Intermediate string lengths: the latency of REP MOVSW/MOVSD/MOVSQ has a startup cost of about 15 cycles plus one cycle for each iteration of the data movement in word/dword/qword.
Therefore, according to Intel, for very large memory blocks, REP MOVSW is as fast as REP MOVSD/MOVSQ. Anyway, my tests have shown that only REP MOVSD/MOVSQ are fast, while REP MOVSW is even slower than REP MOVSB on Nehalem and Westmere.
According to the information provided by Intel in the manual, on previous Intel microarchitectures (before 2008) the startup costs are even higher.
Conclusion: if you just need to copy data that fits L1 cache, just 4 cycles to copy 64 bytes of data is excellent, and you don't need to use XMM registers!
#REP MOVSD/MOVSQ is the universal solution that works excellent on all Intel processors (no ERMSB required) if the data fits L1 cache #
Here are the tests of REP MOVS* when the source and destination was in the L1 cache, of blocks large enough to not be seriously affected by startup costs, but not that large to exceed the L1 cache size.

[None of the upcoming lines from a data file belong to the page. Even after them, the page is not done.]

PR #387, opened 2017-07-30
handle push notification event in service worker

daehyunjimmy:
* create Push notification when service worker got push event
* handle onclick event listener on push notification

### DIFF
--- a/client/push/notification_manager.js
+++ b/client/push/notification_manager.js
@@ -57,8 +57,12 @@ export default class Notification {
    * process notification click event
    */
   processNotificationClickEvent(event) {
-    let url = '';
-	event.waitUntil(clients.openWindow(url));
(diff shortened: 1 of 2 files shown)


client/push/notification_manager.js
```diff
@@ -28,13 +28,37 @@ export default class Notification {
...
-  closeNotification() {
+  closeNotification(event) {
+    event.notification.close();
+  }
+
+  /**
+   * process notification click event
+   */
+  processNotificationClickEvent(event) {
+    let url = '';
```
romandev: Why is this url empty string?

daehyunjimmy: I changed it using event.notification.data
I will add getting information from server if no data and handling event action logic.

PR #389, opened 2017-08-03
Custom command for pr

GarlicB:
- Written in JS. 
- It's located in /bootstrap/command/cc.js.
- To work with the gulp task, edited gulpfile.babel.js (adding task 'cc', 'cp').
- Added the gulp option '--silent' in absolute.sh.

Use the 'readline' module for multiple inputs, But I think this part is quite rough. 
(This is why it took a long time from the last time.)

Always appreciate your review.


gulpfile.babel.js
```diff
@@ -139,17 +141,16 @@ gulp.task('bootstrap_test', () => {
...
     context: path.resolve(__dirname, 'client'),
-    entry: {
-      bundle: './app.js',
-      sw: './service-worker.js'},
+    entry: './app.js',
     output: {
-      path: path.resolve(__dirname, 'out', 'client'),
-      filename: '[name].js'},
+      path: path.resolve(__dirname, 'out', 'client', 'javascript'),
+      filename: 'bundle.js'},
```
daehyunjimmy: - please check duplicated app.js entry
- need to keep [name].js filenama and path to generate right service worker file

GarlicB: thanks, i'll check.

bootstrap/absolute.sh
```diff
@@ -47,4 +47,9 @@ done
 # TODO(nadongguri): this env vir should be set not here but before gulp command
 export BABEL_CACHE_PATH=$(absolute_path)/.babel-cache.json
 
-gulp $@
+# ccl requires several steps. it need to turn off the gulp message
+if [ "$@" = "cc" ]; then
+  gulp $@ --silent
```
nadongguri: As far as I heard, putting silent option is to avoid async call sequence. But is there other ways to handle?

GarlicB: Easy to say, the reason I put the '--silent' option on the 'cc' task is that the gulp message is printed every time when typing an answer. I'll see another way.

nadongguri:
Would you remove .babel-cache.json?

nadongguri:
I don't know why but import {inputRL, rl} from './bootstrap/command/cc'  blocks ending of gulp process.

GarlicB:
Close this, because my request have some problem about running project. 
I will summarize my thoughts and write new issue.

PR #391, opened 2017-08-05
register push subscription information to server

daehyunjimmy:
add fetch request function


client/common/util_manager.js
```diff
@@ -0,0 +1,51 @@
...
+    const SERVER_URL = `//${HOST}:${PORT}`;
+    return SERVER_URL;
+  }
+
+  /**
+   * fetch request operation
+   */
+  static fetchRequest(targetUrl, method, data) {
+    return new Promise(function (resolve, reject) {
+      fetch(targetUrl, { method, body: data }).then(function (response) {
```
nadongguri: There should be no space after '{' and '}' by ECMA lint. :-)

client/common/util_manager.js
```diff
@@ -0,0 +1,51 @@
...
+    const PORT = self.location.port;
+    const SERVER_URL = `//${HOST}:${PORT}`;
+    return SERVER_URL;
+  }
+
+  /**
+   * fetch request operation
+   */
+  static fetchRequest(targetUrl, method, data) {
+    return new Promise(function (resolve, reject) {
```
nadongguri: Unexpected space before function parentheses by ECMA lint, so every line wrote "function (" should be "function("

client/common/util_manager.js
daehyunjimmy: Thanks I modified that :)

client/common/util_manager.js
```diff
@@ -0,0 +1,51 @@
+// Copyright (c) 2017 The Absolute Authors.
```
JayChl: util_manager seems strange, how about just util.js?

client/push/push_manager.js
```diff
@@ -30,12 +31,38 @@ export default class Push {
...
   registerSubscription(subscription) {
     this._subscription = subscription;
+    const SERVER_URL = Util.getServerURL();
+    const queryUrl = `${SERVER_URL}/api/push/token/`;
+    let pushHeaders = new Headers({
+      'Content-Type': 'application/json'
+    });
+    let pushData = JSON.stringify({
+      // FIXME(daehyun): this userId should be replaced by real user id
+      userId: '1234',
```
JayChl: Let's use subscription.endpoint for userId temporary.
if we use fixed userId, it will always overwrite userId-subscription that already registered to server

client/common/util_manager.js
```diff
@@ -0,0 +1,51 @@
...
+  }
+
+  /**
+   * fetch request operation
+   */
+  static fetchRequest(request) {
+    return new Promise(function(resolve, reject) {
+      fetch(request).then(function(response) {
+        if (response.status !== 200) {
+          console.log('Failed to fetch from ${targetUrl} Status Code: '
```
JayChl: 'Failed to fetch from ${targetUrl} Status Code: '  should be
`Failed to fetch from ${targetUrl} Status Code: ` for use targetUrl as variable

client/push/push_manager.js
```diff
@@ -30,6 +31,31 @@ export default class Push {
    */
   registerSubscription(subscription) {
     this._subscription = subscription;
+    const SERVER_URL = Util.getServerURL();
+    const queryUrl = `${SERVER_URL}/api/push/token/`;
```
romandev: Do we need |absolute URL|? Can't we just use |relative URL|?

client/common/util.js
```diff
@@ -0,0 +1,48 @@
...
+    const SERVER_URL = `//${HOST}:${PORT}`;
+    return SERVER_URL;
+  }
+
+  /**
+   * fetch request operation
+   */
+  static fetchRequest(request) {
+    return new Promise(function(resolve, reject) {
+      fetch(request).then(function(response) {
```
romandev: The fetch() API is already promise-based API[1]. Why do we need this wrapper?

[1] https://developer.mozilla.org/en-US/docs/Web/API/Fetch_API/Basic_concepts

client/common/util.js
```diff
@@ -0,0 +1,48 @@
...
+ */
+export default class Util {
+  /**
+   * get server URL
+   */
+  static getServerURL() {
+    const HOST = self.location.hostname;
+    const PORT = self.location.port;
+    const SERVER_URL = `//${HOST}:${PORT}`;
+    return SERVER_URL;
```
romandev: We can simplify this function as follows:
return `//${self.location.hostname}:${self.location.port}`

PR #393, opened 2017-08-06
Ignore babel-cache.json

GarlicB:
Add '.babel-cache.json' in '.gitignore'

### DIFF
--- a/.gitignore
+++ b/.gitignore
@@ -1,8 +1,8 @@
 *.swp
+.babel-cache.json
 .pkg_timestamp
 node_modules
 out
 third_party/mongodb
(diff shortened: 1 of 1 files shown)


.gitignore
```diff
@@ -5,3 +5,4 @@ out
 third_party/mongodb
 third_party/node
 database
+.babel-cache.json
```
romandev: We should keep a alphabetical order.
So, this change should be at line number 2. (before .pkg_timestamp)

GarlicB: Oh..ok i just fixed it according to the rules.

PR #398, opened 2017-08-15
Initial codes for typescript.

romandev:
This patch imports TypeScript modules and then introduce gulpfile.ts to replace
gulpfile.babel.js. Until finishing this migration, we can use the following
command to run gulpfile.ts.
  $ ./absolute --gulpfile gulpfile.ts <command>


nadongguri:
Checked it late. :D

Source: http://users.atw.hu/instlatx64/
Yonah (2006-2008)
REP MOVSB 10.91 B/c
REP MOVSW 10.85 B/c
REP MOVSD 11.05 B/c
Nehalem (2009-2010)
REP MOVSB 25.32 B/c
REP MOVSW 19.72 B/c
REP MOVSD 27.56 B/c
REP MOVSQ 27.54 B/c
Westmere (2010-2011)
REP MOVSB 21.14 B/c
REP MOVSW 19.11 B/c
REP MOVSD 24.27 B/c
Ivy Bridge (2012-2013) - with Enhanced REP MOVSB (all subsequent CPUs also have Enhanced REP MOVSB)
REP MOVSB 28.72 B/c
REP MOVSW 19.40 B/c
REP MOVSD 27.96 B/c
REP MOVSQ 27.89 B/c
SkyLake (2015-2016)
REP MOVSB 57.59 B/c
REP MOVSW 58.20 B/c
REP MOVSD 58.10 B/c
REP MOVSQ 57.59 B/c
Kaby Lake (2016-2017)
REP MOVSB 58.00 B/c
REP MOVSW 57.69 B/c
REP MOVSD 58.00 B/c
REP MOVSQ 57.89 B/c
I have presented test results for both SkyLake and Kaby Lake just for the sake of confirmation - these architectures have the same cycle-per-instruction data.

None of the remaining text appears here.